*WHAT THE EXERCISE ASKS:* Character for character, reproduce every entry below.

*SOURCE DATA:*
PR #7956, opened 2023-12-11
Fixed Inappropriate Logical Expression

nydelzaf:
## What do these changes do?
* Removed a break statement inside the 'finally' block of a try-catch statement. Using 'break' or 'continue' inside a finally block can suppress the propagation of unhandled exception.

## Checklist

## Details
While triaging your project, our bug fixing tool generated the following message(s)-

> In file: [web_protocol.py](https://github.com/aio-libs/aiohttp/blob/master/aiohttp/web_protocol.py#L606), method: start, a break statement is used inside a finally block. This will discard the temporarily saved unhandled exception which was raised inside the try, else or except block. iCR suggested that the break statement should not be used inside the finally block.

### How It Works
**Incorrect Use**
You can have a look at the example below-
```python
foo = [1, 2, 3, 4, 5]
bar = None
for _ in range(5):
    try:
        # IndexError
        bar = foo[10]
        print("Inside try block")
    except:
        print("Inside except block")
        # raising another exception
        bar = foo[100]
    else:
        print("Inside else block")
        # let's try another exc
        bar = foo[100]
    finally:
        break
```
```
Inside except block
```

**Correct Use**
```python
foo = [1, 2, 3, 4, 5]
bar = None
for _ in range(5):
    try:
        # IndexError
        bar = foo[10]
        print("Inside try block")
    except:
        print("Inside except block")
        # raising another exception
        bar = foo[100]
    else:
        print("Inside else block")
        # let's try another exc
        bar = foo[100]
    finally:
        pass
```
```
Inside except block
  File "try-catch-break.py", line 13, in <module>
    bar = foo[10]
IndexError: list index out of range

  File "try-catch-break.py", line 18, in <module>
    bar = foo[100]
IndexError: list index out of range
```
From these two examples, we can see that if `break` is used in the `finally` block, it ignores any exceptions that takes place in `except` or `else`. But if `pass` is used, or `finally` block isn't used, the exceptions are reported correctly. As a result, the correct use is not to use `break` or `continue` inside the finally block.

I've removed the `else and break` statement from the code since it'll lead to a better understanding of any exceptions that may take place during code execution.

## CLA Requirements
*This section is only relevant if your project requires contributors to sign a Contributor License Agreement (CLA) for external contributions.*

All contributed commits are already automatically signed off.

> The meaning of a signoff depends on the project, but it typically certifies that committer has the rights to submit this work under the same license and agrees to a Developer Certificate of Origin (see [https://developercertificate.org/](https://developercertificate.org/) for more information).
\- [Git Commit SignOff documentation](https://developercertificate.org/)

## Sponsorship and Support
This work is done by the security researchers from OpenRefactory and is supported by the [Open Source Security Foundation (OpenSSF)](https://openssf.org/): [Project Alpha-Omega](https://alpha-omega.dev/). Alpha-Omega is a project partnering with open source software project maintainers to systematically find new, as-yet-undiscovered vulnerabilities in open source code - and get them fixed – to improve global software supply chain security.

The bug is found by running the Intelligent Code Repair (iCR) tool by OpenRefactory and then manually triaging the results.

### DIFF
--- a/CHANGES/7956.bugfix
+++ b/CHANGES/7956.bugfix
@@ -1,0 +1,1 @@
+Removed break statement inside the 'finally' block of a try-catch statement otherwise it can suppress unhandled exceptions.
--- a/aiohttp/web_protocol.py
+++ b/aiohttp/web_protocol.py
@@ -589,6 +589,9 @@ class RequestHandler(BaseProtocol):
             except Exception as exc:
                 self.log_exception("Unhandled exception", exc_info=exc)
                 self.force_close()
+            except BaseException:
+                self.force_close()
+                raise
             finally:
                 if self.transport is None and resp is not None:
                     self.log_debug("Ignored premature client disconnection.")
--- a/aiohttp/web_protocol.py
+++ b/aiohttp/web_protocol.py
@@ -602,8 +602,6 @@ class RequestHandler(BaseProtocol):
                                 self._keepalive_handle = loop.call_at(
                                     now + keepalive_timeout, self._process_keepalive
                                 )
-                    else:
-                        break
 
         # remove handler, close transport if no handlers left
         if not self._force_close:
--- a/CONTRIBUTORS.txt
+++ b/CONTRIBUTORS.txt
@@ -50,6 +50,7 @@ Arie Bovenberg
 Arseny Timoniq
 Artem Yushkovskiy
 Arthur Darcet
+Ataf Fazledin Ahamed
 Austin Scola
 Ben Bader
 Ben Greiner


aiohttp/web_protocol.py
```diff
@@ -602,8 +602,6 @@ async def start(self) -> None:
                                 self._keepalive_handle = loop.call_at(
                                     now + keepalive_timeout, self._process_keepalive
                                 )
-                    else:
-                        break
```
Dreamsorcerer, line 606: Good catch, I'm just trying to figure out if the transport.close() below should be run in the case of a BaseException that is uncaught..
@bdraco Do you think it's fine like this?

bdraco: I think this is a risk of the transport not getting closed on BaseException. I'm not sure what that exception would be though. 

maybe something like...
```diff
diff --git a/aiohttp/web_protocol.py b/aiohttp/web_protocol.py
index 3cefd5df..f2dcf5aa 100644
--- a/aiohttp/web_protocol.py
+++ b/aiohttp/web_protocol.py
@@ -589,6 +589,9 @@ class RequestHandler(BaseProtocol):
             except Exception as exc:
                 self.log_exception("Unhandled exception", exc_info=exc)
                 self.force_close()
+            except BaseException:
+                self.force_close()
+                raise
             finally:
                 if self.transport is None and resp is not None:
                     self.log_debug("Ignored premature client disconnection.")
```

Dreamsorcerer: > I'm not sure what that exception would be though.

Well, in most cases, it'll probably be a KeyboardInterrupt, which may or may not lead to the program exiting..

> maybe something like...

Seems fine with me.

Dreamsorcerer: Currently, the tests don't even complete, so the current change doesn't seem correct. Maybe with the proposed change it will work correctly..

Dreamsorcerer: Tests are still not completing. @fazledyn-or Any interest in finishing this PR?

nydelzaf: > Tests are still not completing. @fazledyn-or Any interest in finishing this PR?

It's been long since I had worked on it, and yeah- I'll work toward finishing the PR. However, I don't understand the reason behind introducing an empty `raise`.

Dreamsorcerer: I think in the original code if a BaseException happened, it could trigger the `break`, which then leads to closing the transport outside the exception handler. We shouldn't be suppressing a BaseException though, so to be safe we want to force close on a BaseException and then reraise it.

Looking over that code again, it feels like that block of logic should maybe not be in the finally block...

mikezolo (approved):
One of the best based and explicitly explained pull requests I've read.

And the fix is indeed substantial.

CHANGES/7956.bugfix
```diff
@@ -0,0 +1 @@
+Removed break statement inside the 'finally' block of a try-catch statement otherwise it can suppress unhandled exceptions.
```
webknjaz, line 1: FWIW a changelog entry should explain the high-level effect for the end-users. Throwing internal implementation details at them doesn't seem useful..

webknjaz:
@fazledyn-or is this still on your radar? Unfortunately, we cannot merge this until it stops shuttering the CI...

Cycloctane:
superseded by #10434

*ANSWER:*
PR #7956, opened 2023-12-11
Fixed Inappropriate Logical Expression

nydelzaf:
## What do these changes do?
* Removed a break statement inside the 'finally' block of a try-catch statement. Using 'break' or 'continue' inside a finally block can suppress the propagation of unhandled exception.

## Checklist

## Details
While triaging your project, our bug fixing tool generated the following message(s)-

> In file: [web_protocol.py](https://github.com/aio-libs/aiohttp/blob/master/aiohttp/web_protocol.py#L606), method: start, a break statement is used inside a finally block. This will discard the temporarily saved unhandled exception which was raised inside the try, else or except block. iCR suggested that the break statement should not be used inside the finally block.

### How It Works
**Incorrect Use**
You can have a look at the example below-
```python
foo = [1, 2, 3, 4, 5]
bar = None
for _ in range(5):
    try:
        # IndexError
        bar = foo[10]
        print("Inside try block")
    except:
        print("Inside except block")
        # raising another exception
        bar = foo[100]
    else:
        print("Inside else block")
        # let's try another exc
        bar = foo[100]
    finally:
        break
```
```
Inside except block
```

**Correct Use**
```python
foo = [1, 2, 3, 4, 5]
bar = None
for _ in range(5):
    try:
        # IndexError
        bar = foo[10]
        print("Inside try block")
    except:
        print("Inside except block")
        # raising another exception
        bar = foo[100]
    else:
        print("Inside else block")
        # let's try another exc
        bar = foo[100]
    finally:
        pass
```
```
Inside except block
  File "try-catch-break.py", line 13, in <module>
    bar = foo[10]
IndexError: list index out of range

  File "try-catch-break.py", line 18, in <module>
    bar = foo[100]
IndexError: list index out of range
```
From these two examples, we can see that if `break` is used in the `finally` block, it ignores any exceptions that takes place in `except` or `else`. But if `pass` is used, or `finally` block isn't used, the exceptions are reported correctly. As a result, the correct use is not to use `break` or `continue` inside the finally block.

I've removed the `else and break` statement from the code since it'll lead to a better understanding of any exceptions that may take place during code execution.

## CLA Requirements
*This section is only relevant if your project requires contributors to sign a Contributor License Agreement (CLA) for external contributions.*

All contributed commits are already automatically signed off.

> The meaning of a signoff depends on the project, but it typically certifies that committer has the rights to submit this work under the same license and agrees to a Developer Certificate of Origin (see [https://developercertificate.org/](https://developercertificate.org/) for more information).
\- [Git Commit SignOff documentation](https://developercertificate.org/)

## Sponsorship and Support
This work is done by the security researchers from OpenRefactory and is supported by the [Open Source Security Foundation (OpenSSF)](https://openssf.org/): [Project Alpha-Omega](https://alpha-omega.dev/). Alpha-Omega is a project partnering with open source software project maintainers to systematically find new, as-yet-undiscovered vulnerabilities in open source code - and get them fixed – to improve global software supply chain security.

The bug is found by running the Intelligent Code Repair (iCR) tool by OpenRefactory and then manually triaging the results.

### DIFF
--- a/CHANGES/7956.bugfix
+++ b/CHANGES/7956.bugfix
@@ -1,0 +1,1 @@
+Removed break statement inside the 'finally' block of a try-catch statement otherwise it can suppress unhandled exceptions.
--- a/aiohttp/web_protocol.py
+++ b/aiohttp/web_protocol.py
@@ -589,6 +589,9 @@ class RequestHandler(BaseProtocol):
             except Exception as exc:
                 self.log_exception("Unhandled exception", exc_info=exc)
                 self.force_close()
+            except BaseException:
+                self.force_close()
+                raise
             finally:
                 if self.transport is None and resp is not None:
                     self.log_debug("Ignored premature client disconnection.")
--- a/aiohttp/web_protocol.py
+++ b/aiohttp/web_protocol.py
@@ -602,8 +602,6 @@ class RequestHandler(BaseProtocol):
                                 self._keepalive_handle = loop.call_at(
                                     now + keepalive_timeout, self._process_keepalive
                                 )
-                    else:
-                        break
 
         # remove handler, close transport if no handlers left
         if not self._force_close:
--- a/CONTRIBUTORS.txt
+++ b/CONTRIBUTORS.txt
@@ -50,6 +50,7 @@ Arie Bovenberg
 Arseny Timoniq
 Artem Yushkovskiy
 Arthur Darcet
+Ataf Fazledin Ahamed
 Austin Scola
 Ben Bader
 Ben Greiner


aiohttp/web_protocol.py
```diff
@@ -602,8 +602,6 @@ async def start(self) -> None:
                                 self._keepalive_handle = loop.call_at(
                                     now + keepalive_timeout, self._process_keepalive
                                 )
-                    else:
-                        break
```
Dreamsorcerer, line 606: Good catch, I'm just trying to figure out if the transport.close() below should be run in the case of a BaseException that is uncaught..
@bdraco Do you think it's fine like this?

bdraco: I think this is a risk of the transport not getting closed on BaseException. I'm not sure what that exception would be though. 

maybe something like...
```diff
diff --git a/aiohttp/web_protocol.py b/aiohttp/web_protocol.py
index 3cefd5df..f2dcf5aa 100644
--- a/aiohttp/web_protocol.py
+++ b/aiohttp/web_protocol.py
@@ -589,6 +589,9 @@ class RequestHandler(BaseProtocol):
             except Exception as exc:
                 self.log_exception("Unhandled exception", exc_info=exc)
                 self.force_close()
+            except BaseException:
+                self.force_close()
+                raise
             finally:
                 if self.transport is None and resp is not None:
                     self.log_debug("Ignored premature client disconnection.")
```

Dreamsorcerer: > I'm not sure what that exception would be though.

Well, in most cases, it'll probably be a KeyboardInterrupt, which may or may not lead to the program exiting..

> maybe something like...

Seems fine with me.

Dreamsorcerer: Currently, the tests don't even complete, so the current change doesn't seem correct. Maybe with the proposed change it will work correctly..

Dreamsorcerer: Tests are still not completing. @fazledyn-or Any interest in finishing this PR?

nydelzaf: > Tests are still not completing. @fazledyn-or Any interest in finishing this PR?

It's been long since I had worked on it, and yeah- I'll work toward finishing the PR. However, I don't understand the reason behind introducing an empty `raise`.

Dreamsorcerer: I think in the original code if a BaseException happened, it could trigger the `break`, which then leads to closing the transport outside the exception handler. We shouldn't be suppressing a BaseException though, so to be safe we want to force close on a BaseException and then reraise it.

Looking over that code again, it feels like that block of logic should maybe not be in the finally block...

mikezolo (approved):
One of the best based and explicitly explained pull requests I've read.

And the fix is indeed substantial.

CHANGES/7956.bugfix
```diff
@@ -0,0 +1 @@
+Removed break statement inside the 'finally' block of a try-catch statement otherwise it can suppress unhandled exceptions.
```
webknjaz, line 1: FWIW a changelog entry should explain the high-level effect for the end-users. Throwing internal implementation details at them doesn't seem useful..

webknjaz:
@fazledyn-or is this still on your radar? Unfortunately, we cannot merge this until it stops shuttering the CI...

Cycloctane:
superseded by #10434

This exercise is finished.